Plotting a referendum - Postcodes

Following the shock decision by the UK to leave the EU, many ideas were put forward as to the reasons behind why so many people voted the ways that they did.

In an effort to learn more about data handling in python, using pandas, matplotlib and other fun stuff I scoured the internet for data and set about plotting graphs.

Overview
Sourcing data
- Results
- Postcodes
- The CAP
- Immigration
- Income
- Unemployment
Mapping data
Scatter plots

We need to collect information on the relation between postcodes and voting districts as the CAP data is indexed by postcode prefix and is not available with the ward data. In this file we construct a ‘map’ which takes postcode prefix to a corresponding (approximate) district ward.

The OS Codepoint data is provided as a huge number of different csv files, each containing information about a number of postcodes.

"""
Loads OS Open Code Point data and combines all postcodes into one DataFrame.
This maps each postcode to its ward code, and then also creates another which
maps the postcode prefix to its ward code.
"""

import glob
import os
import pandas as pd

codepoint_dir = './raw/codepoint-open_1418967'
header_file = codepoint_dir + '/docs/Code-Point_Open_Column_Headers.csv'
one_let_dir = codepoint_dir + '/one_letter_pc_code'
two_let_dir = codepoint_dir + '/two_letter_pc_code'

The column headings are stored separately to the data, so load into a DataFrame.

Each postcode directory contains various csv files containing the data, so using a glob to list each of these files we can concatenate them together into a single DataFrame using the headers extracted earlier.

def get_header():
    """ Get the column headers for all the postcode data """
    return pd.read_csv(header_file, header=1)

def get_all_csv(d, headers):
    """ Get data from all csv files in the directory d """
    files = glob.glob(os.path.join(d, "*.csv"))
    return pd.concat( (pd.read_csv(f, names=headers) for f in files),
        ignore_index=True)

Concatenate the one-letter postcode data with the two-letter data to give the full dataset.

def combine_all():
    """ Combine the headers, one letter and two letter postcodes """
    h = get_header()
    all_one = get_all_csv(one_let_dir, h)
    all_two = get_all_csv(two_let_dir, h)
    return pd.concat([all_one, all_two], ignore_index=True)
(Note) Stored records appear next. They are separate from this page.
Issue #69, opened 2024-09-15
Add vcp command


jcmendoza2:
**stat command:** Displays detailed information about a file, including the 
last modification and access times of the file.

**Plan:**
Extend and enhance the functionality of the stat (fstat) command
Extend version control of files: allow user to be able to save current state of a file as a new version
and have it stored in a directory-like structure titled the name of the file and be stored as a separate file with a timestamp
and/or version number in its name. User can save current state of a file whenever and access the prior versions in case of needing to backtrack after exiting OS entirely. For now, the list of versions of a certain file will be 3 for memory/storage purposes. If user wants to save the current state of a file as a new version but 3 versions of the file already exist in storage, a message will ask if they want to proceed with overwriting the oldest version in the existing version list (to not require complex algorithms for version tracking just yet = simplified version management) and if yes, the oldest version will be overwritten. 

**Add flags/commands:**
stat -listVersions [textfile.txt]
Description: display a list of all saved versions with their timestamps and access times etc.
stat -viewVersion [version num (1 to 3 only)] [textfile.txt]
or -viewVersion "2024-09-14 12:20:02" [textfile.txt]
Description: allows user to view the selected file version that existed at a specific timestamps
the output would be similar to if we were to say cat textfile.txt. To allow user to copy
functions or implementations they wish they didn't get rid of
stat -saveVersion [textfile.txt]
Description: save the current state of the file as a new version 

**Files to be added or modified tbd:**
Create user/xstat.c: the main implementation of the stat command but defining the additonal flags/commands. 
Modify user/user.h: add the new flags/commands that can be used by stat 
Modify user/Makefile: to build and include xstat.c 
Modify kernel/syscall.h: to define new system calls
Modify syscall.c: to add the new system calls and make sure they'll be handled
Modify sysfile.c: to ensure argument checking of the system calls

**Future Implementation:**
Add flag/commands: stat -restoreVersion "2024-09-14 12:20:02" [textfile.txt] 
or stat -restoreVersion [version num in list] [textfile.txt]
Description: If user totally veered from the original implementation they wanted, they can have the option
to restore whatever version they had. 
Extend version storage: Allow for a larger number of versions to be stored in a directory-like structure.
As each version is saved as a separate file with a timestamp in its name in a directory related to the file name,
extend the number of versions that can be kept. 3? 10? 20? 
User Configuration: Allow users to set a preference in the maximum number of versions that can be kept or max storage space to use.

malensek:
[...]

PR #88, opened 2024-09-30
Version Control Program and Rolling Backup Utility

jcmendoza2:
## vcp
The "vcp" command revolves around the idea of a version control/backup program. A hidden root directory (vctl) is created when the command is ran; within it a sub-directory with the name of the file we are working with is also created. Within this sub-directory a maximum of 3 files can be saved (in essence 3 different versions of the sub-directory's file name). 

- Example: vctl / filename / Version1_filename
The point is to be able to save the most important versions of a program so that if necessary, the user can come back and review past versions of that exact program and extract the needed info that can be applied in the user's current program. When 3 versions already exist for a specific file and the user wants to save another version, the oldest of the 3 versions will be overwritten upon confirmation that the user agrees upon this process. If agreed, all existing versions will be shifted forward and renamed and the newest version will be added to the version control directory. 

- Example: Version2_filename -> Version1_filename, Version3_filename -> Version2_filename and filename -> Version3_filename

**Added Files:**
user/vcp.c
// Testing
FogOS-VCP/getlinetest.txt
FogOS-VCP/vcpTest.txt
our lab with broken.c to test long files

**Modifications:**
FogOS-VCP/Makefile

**Flags:**

- (-saveVersion): saves the current state of the file as a new version and label it with its respective version number
- (-listVersions) : displays a list of all saved versions of the specified file for example: Version3_filename.txt

- (-viewVersion) : displays the selected file version existing in the list of file versions for the specified file like the format of 'cat [filename]' allowing user to copy and access functions or implementations they wish they didn't get rid of etc. For example: /vcp -viewVersion Version2_filename.txt

**How to Test | How it Works | Limitations:**
You can refer to the file vcpTest.txt where I included examples of how to test the program within QEMU. 
As of now you can only test with files in your OS directory (where your Makefile exists) or with files you create in QEMU with echo. Future implementation will handle accessing files from other directories. 
**Due to limitations in xv6:** only inside QEMU using echo can you really see the multiple versions of saving, viewing, and listing [refer to vcpTest.txt for why]. Saving, viewing, and listing can also be done for files in OS but not in the way the program was designed [vcpTest.txt]

**If testing in OS**, ensure the file is added to your Makefile fs.img: 2nd line only. Do not make clean after you save versions as this will erase all versions and directories you've saved with vcp (due to xv6 limitations). You can exit QEMU and then rerun QEMU and the data will still be there. 
Inside QEMU:
- /vcp -saveVersion filename.txt
- /vcp -listVersions filename.txt
- /vcp -viewVersion Version1_filename.txt
The program will work like normal, saving max 3 versions and overwriting but all versions will have same content (but they are separate files [refer to vcpTest.txt])

**If testing inside QEMU**: create a program with content like so

- echo "content you want" > filename.txt (any extension)
- /vcp -saveVersion filename.txt
- echo "different content" > filename.txt (to change the file content)
- /vcp -saveVersion filename.txt
- Now you can /vcp -listVersions filename.txt
- and then you can view each version. If you want to try overwriting, save more than 3 versions and then check if everything has been shifted forward.


n-t-eastham:
I can code review this.

suhani-arora:
I can code review this!

evadethomas:
I can code review this!

n-t-eastham:
**High Level Checks**:
- [&check;] PR fully resolves the task/issue
- [&check;] Does the PR have tests?
- [&check;] Does the PR follow project code formatting standards?
- [&check;] Does the OS still compile and run?
- [&check;] Is documentation included?

**Code Checks**:
- [&check;] Does the code achieve its intended purpose?
- [&check;] Were all edge cases considered?
- [&check;] Is the code organized and maintainable?
- [&check;] Does the code maintain the same level of performance? (no performance regressions)

Using the updated version of [Issue #69](https://github.com/USF-OS/FogOS/issues/69#issuecomment-2384076456), this request fully resolves all purposed tasks. The request has a few test files, the `vcpTest.txt` provides a detailed example on how to use one's own OS to test the command. I saw no formatting flaws making it very easy to track dataflow. Documentation is included and very thorough, but I'd suggest adding a file to the `docs` directory documenting the command. I believe the code achieves its intended purpose. I realized the scope needed to be narrowed slightly, but this was till a huge accomplishment. I tried my best to find an edge case that had gone unconsidered, but it seems they might be all accounted for. The code is extremely well organized, though I think some modularity could be added to the [saveVersion](https://github.com/jcmendoza2/FogOS-VCP/blob/b11039776b9aab0351c25892324b88e18c9ed24b/user/vcp.c#L200C6-L200C17) function.

evadethomas:
High Level Checks:

- [✓] PR fully resolves the task/issue
- [✓] Does the PR have tests?
- [✓] Does the PR follow project code formatting standards?
- [✓] Does the OS still compile and run?
- [✓] Is documentation included?

Code Checks:

- [✓] Does the code achieve its intended purpose?
- [✓] Were all edge cases considered?
- [✓] Is the code organized and maintainable?
- [✓] Does the code maintain the same level of performance? (no performance regressions)

Wow! Great job. This request fully resolves all tasks, has multiple tests, follows formatting standards, compiles and runs and documentation is included. Instructions to run this program were super easy to follow, and many edge cases were considered, but I was especially impressed by the way it handles overwriting the saved versions when the user creates more than 3 versions. 

The code achieves its intended purpose, is organized and maintainable and maintains the same level of performance.

I think its cool you can run this program both in qemu and in the OS space, but as I was running it I was a little confused about the difference between the two as the OS space was behaving a little differently, but this was outlined here in the PR "Saving, viewing, and listing can also be done for files in OS but not in the way the program was designed [vcpTest.txt]". I think the fact that it runs in the OS is above and beyond and it is really cool they executed such a large scope. This is a seemingly simple task but I can see there there are many edge cases that need to looked at that are handled beautifully. Some functions were a little chunky and could have been broken up, but besides that everything looks great!

user/vcp.c
```diff
@@ -0,0 +1,514 @@
...
+#include "kernel/stat.h"
+#include "user/user.h"
+#include "kernel/fcntl.h"
+#include "kernel/fs.h"
+
+// 3 Versions can be saved and accessed at a time
+#define MAX_VERS 3
+
+/**
+ * Ensure the root directory "vctl" exists. This will be the root directory for all future
```
evadethomas, line 11: Really nice documentation!

user/vcp.c
```diff
@@ -0,0 +1,514 @@
...
+	}
+	return 1; // prefix does match
+}
+
+/**
+ * Function to retrieve the current total of versions within the directory: 1, 2, or 3.
+ * @param filename: current file name
+ * @return verCount: total number of versions currently in directory
+ */
+int retrieveVer_Count(char *filename) {
```
evadethomas, line 98: This function is pretty large, could break it up a bit for readability.

user/vcp.c
```diff
@@ -0,0 +1,514 @@
...
+	strcpy(verPath, root);
+	strcpy(verPath + strlen(root), filename);
+	strcpy(verPath + strlen(root) + strlen(filename), verPrefix);
+	strcpy(verPath + strlen(root) + strlen(filename) + strlen(verPrefix), filename);
+
+	return verPath;
+}
+ 
+/**
+ * Function that will implement that -saveVersion command/flag
```
evadethomas, line 192: Same thing here, this function could be broken up a little for reusability and readability.

user/vcp.c
```diff
@@ -0,0 +1,514 @@
...
+		}
+		printf("Version path is %s\n", verPath);
+		int newVer = open(verPath, O_CREATE | O_WRONLY);
+		if (newVer < 0) {
+			printf("Error: Failed to save newest Version, check for invalid file name\n");
+			free(verPath);
+			return;
+		}
+		int fd_source = open(filename, O_RDONLY);
+		if (fd_source < 0) {
```
evadethomas, line 309: Nice error checking throughout the whole project!

malensek:
This is a cool idea and I appreciate how you built all the necessary infrastructure around it to make it work despite xv6's limitations.

`saveVersion` has a lot of repeated code that could be condensed with helper functions. For instance, reading + writing the files follows a similar pattern over and over, so you could clean that up.

I feel like `isValidVersion` should just do a straight `strcmp` to avoid the character checking for 'version' / 'VERSION'.

Overall very cool project! These are minor issues, nice work!

PR #94, opened 2024-10-01
Finished implementation of encode and decode

alach2:
Overview:
- This feature is essentially composed of an encode and decode implementation. 
- The encode implementation takes in a flag and a text file to encode. You have an option of three different flags to determine which type of cryptographic algorithm you want to use to encode your file: -s for sha256 -b for base64 and -a for ARCFOUR
- They all read in the text file, convert it to their encoded output, and print the encoded content to the console or to an encrypted file if it is base64 encoding (to be decoded).
- The decode implementation takes one flag for base64 as that is the only implementation that could be reversed and the encrypted file that we wrote to with the encode call. It prints the original message to the console.

Modifications: 
- Makefile (Added encode and decode to UPROGS and object files for my crypto algorithms (sha256.o, base64.o, arcfour.o) in ULIB, lastly added the new text files to the fs.img block)
- user/encode.c (My main implementation of encoding the project1.txt file either in sha256, base64, or ARCFOUR and conveying the encoded output)
- user/decode.c (My main implementation of decoding the base64 encrypted.txt file)
- From https://github.com/B-Con/crypto-algorithms/tree/master, all of the public libraries for sha256, base64, and ARCFOUR aka user/sha256.c user/sha256.h, user/base64.c, user/base64.h, user/arcfour.h, user/arcfour.c. (Implementation of the encoding and decoding for the cryptographic algorithms)
- project1.txt and encrypted.txt are the test files to pass into the encode or decode implementations. 
- Added new option to be able to print hex output 

How to run:
/encode -s or -b or -a project1.txt
/decode -b encrypted.txt


yahvi21:
i can code review this

evadethomas:
I can code review this!

evadethomas:
**High Level Checks**:
- [X] Does the PR have tests?
- [X] Is documentation included?

**Code Checks**:
- [X] Were all edge cases considered?

Great job! This is a really nice project. It resolves the task, to encode and decode, it has tests, follows code formatting standards, compiles and runs and documentation is included. I will say the directions were a little confusing. I would suggest making it a little more explicit so the user doesn't need to do any trouble shooting and can just copy and paste commands. For example, step 1, run "make qemu" step 2: if binary run encode project1.txt -b, step 3: the file will now be saved to a new name encrypted.txt, to decode run _____ etc... However, the documentation is still good enough to get it up and running so that's just a small thing.

As I was running it, I tried to run it with -b and then decode with -a, which left me with a decoded text of a question mark. I would say that this edge case could've been handled a little better, which is the only thing that I said you missed but that might be outside of the scope so I didn't mark you down.  However you do handle opening a file error! Which is an important edge case. The code is definitely organized, has great documentation and maintains the same level of performance. Great job again!

user/base64.c
```diff
@@ -0,0 +1,137 @@
+/*********************************************************************
```
evadethomas, line 1: Great documentation!

user/base64.c
```diff
@@ -0,0 +1,137 @@
...
+		if (left_over)
+			idx2 += 4;
+		if (newline_flag)
+			idx2 += len / 57;   // (NEWLINE_INVL / 4) * 3 = 57. One newline per 57 input bytes.
+	}
+	else {
+		// Since 3 input bytes = 4 output bytes, determine out how many even sets of
+		// 3 bytes the input has.
+		blk_ceiling = blks * 3;
+		for (idx = 0, idx2 = 0; idx < blk_ceiling; idx += 3, idx2 += 4) {
```
evadethomas, line 57: Really interesting logic!

user/base64.c
```diff
@@ -0,0 +1,137 @@
...
+			out[idx2 + 2] = charset[(in[idx + 1] & 0x0F) << 2];
+			out[idx2 + 3] = '=';
+			idx2 += 4;
+		}
+	}
+
+	return(idx2);
+}
+
+size_t base64_decode(const BYTE in[], BYTE out[], size_t len)
```
evadethomas, line 90: Appreciate how many functions you have. Very maintainable and readable code!

user/decode.c
```diff
@@ -0,0 +1,57 @@
...
+ *
+ * @param argc The number of command-line arguments
+ * @param argv The command-line arguments
+ * @return This function prints an error message and exits or closes and exits
+ *
+ */
+int
+main(int argc, char *argv[])
+{
+  char *crypto_option = argv[1];
```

The only columns we really care about in the dataset is the district codes and the postcodes, so throw away everything else and give the columns nice names.

a = combine_all()
a = a[['Postcode', 'Admin_district_code']]
a.columns = ['Postcode', 'Ward']

So far we have a list of all postcodes from the UK, each of which has a district ward code. The CAP data is provided with only the prefix of the postcode, so we extract the first 4 chars from each and set that as a column PC Prefix.

prefix = a['Postcode'].str[0:4].str.strip()
prefix.name = 'PC Prefix'
a = pd.concat([prefix, a], axis=1)

Each postcode belongs to a district ward, however the postcode boundaries do not match the ward boundaries. Ideally we would groupby postcode prefix and each prefix would have a single corresponding ward code, but this doesn’t happen.

I chose to select only the most prevalent ward to represent each postcode. This does mean that any data ‘translated’ using this will be entirely accurate.

b = a.dropna(how='any').groupby('PC Prefix')['Ward'].agg(
        lambda x: x.value_counts().index[0])
b.to_pickle('./data/pc_prefixes.pkl')

The whole file is available in this gist.